Merck is fighting more than 6,500 lawsuits filed on behalf of patients who allegedly suffered heart attacks after taking Vioxx, withdrawn from the market in September 2004 after a study found an increased risk of heart attacks after 18 months of use.
The medical journal said the omitted data "call into question the integrity of the data." But Merck said in a statement that the omitted cases were not included in the study because they occurred after a "pre-specified cutoff date." It said the study "fairly and accurately" described the results of the drug trial.

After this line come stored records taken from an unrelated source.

PR #224, opened 2019-06-07
Fix transmission of context between tasks

rudigiesler:
Currently, the update identity task is not returning the context, which makes the next task, which expects the context, break.

We should fix this, but also create an end-to-end test to ensure that all the tasks are passing along data in a way that the next task understands.

### DIFF
--- a/registrations/test_tasks.py
+++ b/registrations/test_tasks.py
@@ -19,6 +19,7 @@ from registrations.serializers import RegistrationSerializer
 from registrations.signals import psh_validate_subscribe
 from registrations.tasks import (
     _create_rapidpro_clinic_registration,
+    create_rapidpro_clinic_registration,
     get_or_create_identity_from_msisdn,
     get_whatsapp_contact,
     update_identity_from_rapidpro_clinic_registration,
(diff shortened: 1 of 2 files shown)


registrations/test_tasks.py
```diff
@@ -19,6 +19,7 @@
 from registrations.signals import psh_validate_subscribe
 from registrations.tasks import (
     _create_rapidpro_clinic_registration,
+    create_rapidpro_clinic_registration,
```
OMosimege, line 22: what's the difference between this and the one above?

OMosimege (commented):
Looks great 🍰  just one comment

registrations/test_tasks.py
rudigiesler: the `_` is a private task that shouldn't be called directly, that's the task that creates the registration. The other task is the public one that should be called directly, that task fetches the identities, updates the identities, and then runs the `_` task.

OMosimege: ahh, I see

OMosimege (approved):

The data about the three heart attacks was included in information provided to the Food and Drug Administration (FDA) and in other materials. Merck insisted that the missing heart attacks did not change the overall conclusions of the study published in the New England Journal.
The journal said in its editorial that adding the missing cases back into the study data would mean that Vioxx patients were five times more likely to suffer a heart attack than those taking naproxen. As originally published, the study presented the relative risk as 4.25 times greater.
The development came as a jury in Houston began deliberating on evidence presented in the third Vioxx trial.
In the Houston case, Evelyn Irvin Plunkett alleges that Vioxx caused the 2001 fatal heart attack of her husband, Richard, who took the drug for less than a month to treat back pain.